(Records from a data collection)
PR #9872, opened 2026-07-14
[core]: Improve EventTarget listener exception safety 

noahsilas:
When an EventTarget listener throws an error, it should not prevent the EventTarget from invoking other listeners registered for the same event type.

In this commit we wrap event listener invocation with a `try/catch`, so that each listener is more isolated from failures in others.

Breaking change
---------------

Previously, errors in event listeners would be synchronously thrown; they will now be caught and logged to `console.error`. It is recommended that event listener authors wrap their listener code in a `try`/`catch` block and perform their own error handling. This allows the application to use its own context to take the most appropriate action in response to the exception.

### DIFF
--- a/packages/core/src/client.test.ts
+++ b/packages/core/src/client.test.ts
@@ -4907,6 +4907,13 @@ describe('Client', () => {
       expect(fetch).toHaveBeenCalledTimes(2);
     });
   });
+
+  test('setEventListenerErrorHandler refines the type based on client-supported event types', () => {
+    const client = new MedplumClient();
+    client.setEventListenerErrorHandler((error, event) => {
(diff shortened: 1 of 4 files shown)


noahsilas:
@claude please review

codyebberson:
@claude - please re-review

1. Please document the specific breaking changes
2. Do we actually need the `setEventListenerErrorHandler()` helper?  I understand the argument that it could be considered necessary for preserving legacy behavior, but it's not clear that that is desirable or worth preserving.

ThatOneBro (approved):

codyebberson:
@claude please re-review - are all open items resolved?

TASK GOAL:
Only those lines running from the one containing "--- a/packages/core/src/client.test.ts" through the last line of the data above are to be copied, exactly, with both ends included.

ANSWER TO THIS TASK:
--- a/packages/core/src/client.test.ts
+++ b/packages/core/src/client.test.ts
@@ -4907,6 +4907,13 @@ describe('Client', () => {
       expect(fetch).toHaveBeenCalledTimes(2);
     });
   });
+
+  test('setEventListenerErrorHandler refines the type based on client-supported event types', () => {
+    const client = new MedplumClient();
+    client.setEventListenerErrorHandler((error, event) => {
(diff shortened: 1 of 4 files shown)


noahsilas:
@claude please review

codyebberson:
@claude - please re-review

1. Please document the specific breaking changes
2. Do we actually need the `setEventListenerErrorHandler()` helper?  I understand the argument that it could be considered necessary for preserving legacy behavior, but it's not clear that that is desirable or worth preserving.

ThatOneBro (approved):

codyebberson:
@claude please re-review - are all open items resolved?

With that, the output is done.